JWST will not be able to study such worlds closely. Nor will its successor, the Nancy Grace Romanian Space Telescope, due for launch by 2027, be able to do so. But Roman will play a crucial role alongside his other science goals: testing advanced coronagraph technology that will be needed to produce images of potentially habitable Earth-like worlds around stars like our sun. This technology is then supposed to be used in JWST and Roman’s successor, It was newly named the Habitable Worlds Observatory, which is scheduled to launch no later than the late 2030s with a mission to produce the first-ever images of a potentially habitable Earth. Such a telescope would have to be “about 100 times more stable” in space than the James Webb Space Telescope to achieve such a goal, says Bruce McIntosh, director of the University of California Observatories. “This is no small challenge.”

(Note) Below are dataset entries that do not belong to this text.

PR #347, opened 2023-02-03
[USDU-304] Add performance Tests

lee-aandrew:
## Purpose of this PR

It would be beneficial to have Performance Tests for this package

Creating a new Unity Project to separate out existing functional tests and new performance tests using project setting compilation defines

**Ticket/Jira #:**

## Testing

## Overall Product Risks

**Complexity:**

**Halo Effect:**

## Additional information

**Note to reviewers:**

**Reminder:**


package/com.unity.formats.usd/package.json
```diff
@@ -2,7 +2,8 @@
     "dependencies": {
         "com.unity.timeline" : "1.0.0",
         "com.unity.modules.screencapture": "1.0.0",
-        "com.unity.modules.physics": "1.0.0"
+        "com.unity.modules.physics": "1.0.0",
+        "com.unity.test-framework.performance": "2.8.1-preview"
```
vickycl: This shouldn't be a dependency for the whole package, pls remove :)

TestProject/Usd-Development-Performance/ProjectSettings/ProjectVersion.txt
```diff
@@ -0,0 +1,2 @@
+m_EditorVersion: 2021.3.14f1
+m_EditorVersionWithRevision: 2021.3.14f1 (eee1884e7226)
```
vickycl: The ProjectVersion that is committed needs to match the lowest supported version so that it opens without downgrade warnings in that version, so 2019.4 (the Usd-development project has m_EditorVersion: 2019.4.26f1
m_EditorVersionWithRevision: 2019.4.26f1 (e0392c6b2363), so probably should match that)

package/com.unity.formats.usd/Tests/Performance/PerformanceBaseFixture.cs
```diff
@@ -0,0 +1,44 @@
...
+        public const int MeasurementCount = 3;
+        public const int IterationsPerMeasurement = 1;
+    }
+
+    public void Setup()
+    {
+        InitUsd.Initialize();
+        if (Directory.Exists(ArtifactsDirectoryFullPath))
+        {
+            TestUtilityFunction.DeleteFolder(ArtifactsDirectoryFullPath);
```
vickycl: You could call Cleanup() here instead :)

package/com.unity.formats.usd/Tests/Performance/PointInstancerPerformanceTests.cs
```diff
@@ -0,0 +1,113 @@
...
+            Larger
+        }
+
+        const string k_PointInstancerPrim10GUID = "ddba66229ec63364d8ce36112afcdbec";
+        const string k_PointInstancerPrim100GUID = "567d2c32dba4a364bb1fb80b134dc92d";
+        const string k_PointInstancerPrim1000GUID = "9ca154d52e7e03e4c989b66e33e08212";
+        // For Import as Prefab / Timeline it takes more than 3 minutes to run the test, so it wont be included there
+        const string k_PointInstancerPrim10000GUID = "b4f2b0c08e1cc0d43aa738154881fcfc";
+
+        private string DeterminePointInstancerSize(InstancerSize testSize)
```
vickycl: Something like `GetGUIDForPointInstancerSize` might be a more accurate name for what this function is doing?

.yamato/upm-ci.yml
```diff
@@ -8,10 +8,14 @@ test_platforms:
     type: Unity::VM
     image: package-ci/win10:stable
     flavor: b1.large
+    utr_install: curl -s https://artifactory.prd.it.unity3d.com/artifactory/unity-tools-local/utr-standalone/utr.bat --output utr.bat
+    utr_performance_test: utr --suite=editor --clean-library --category="Performance" --testproject=TestProject/Usd-Development-Performance --editor-location=.Editor --report-performance-data
```
vickycl: To report data to Observer I think you also need to pass a project ID, ie: `--performance-project-id=com.unity.formats.usd`

.yamato/upm-ci.yml
```diff
@@ -8,10 +8,14 @@ test_platforms:
...
   - name: mac
     type: Unity::VM::osx
     image: package-ci/mac:stable
     flavor: m1.mac
+    utr_install: curl -s https://artifactory.prd.it.unity3d.com/artifactory/unity-tools-local/utr-standalone/utr --output utr; chmod +x utr
+    utr_performance_test: ./utr --suite=editor --clean-library --category="Performance" --testproject=TestProject/Usd-Development-Performance --editor-location=.Editor --report-performance-data
```
vickycl: As above, `--performance-project-id=com.unity.formats.usd`

vickycl (changes requested):
I think this is a great start, nice PointInstancer tests :)

There's some basic functionality that I'd like to see tested in this first PR. Basic imports, exports, Reloads, and Force reimports with different data types would start to give us a solid baseline. In future also: use of some of the APIs; USDA, USDC, USDZ; a few other common data types, especially animation.

It would also be great if you could share what data initial runs of the tests has produced, as I'm curious whether the smallest tests are still long enough to be stable? I had a look on Observer but I can't see any results there, I think because of the missing project ID argument. Maybe fix that up and then check Observer is reporting the data :)

Some comments I can't do in line because GitHub doesn't support comments on empty/ binary files:
* Can we remove and add to the git ignore the VS generated .vs folder and .vsconfig file? 
* What is the .gitkeep, do we need it?
* The test project has a lot of additional packages that possibly aren't relevant. Looks like they might be the default template or something. Could we remove any that aren't necessary (and that won't just be pulled back in on opening, of course)?
* A lot of the project settings files look like just defaults, can they be .gitignore'd?
* Minor to the point of nit-picky: for the test project name I find Usd-Performance easier to parse than Usd-Development-Performance 😅

package/com.unity.formats.usd/package.json
lee-aandrew: idk how to write a reply for a standalone comment, so i will hijack this in-line comment and write it here 😅

- Your idea for additional tests sound good, I will work on adding those in as well! - thanks for the suggestions!
- I will try adding in the project ID argument, thanks for letting me know of this arg
- Will add the .vs folder and .vsconfig files to .gitignore
- .gitkeep is to explicitly keep empty folders tracked, in this case the Asset folder for the Performance test unity project
- I actually copied the package.json from our functional tests project, so if i can remove some unnecessary projects here, i will make the same changes there
- I'll look into the project settings - I think i just forgot to untrack them while experimenting with project specific Defines...
- I actually kind of want to rename our "Usd-Development" project to "Usd-Functionality" as well, which will make more sense with your suggestion of "Usd-Performance" - but for now, I will rename the new project to "Usd-Performance"!

package/com.unity.formats.usd/Tests/Performance/PointInstancerPerformanceTests.cs
lee-aandrew: Changed to GetGUIDForTestPointInstancerSize!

The road to this possibility is long. “We’re at the very beginning of the journey here,” Clampin says. But even setting aside any talk of holy grails, the early transformational results of exoplanets in the JWST remain exciting for scientists. However, the best is yet to come. “People need to be patient,” says Lewis. “The first course is all about picking the low-hanging fruit. We’re going to go crazy for the next few courses.”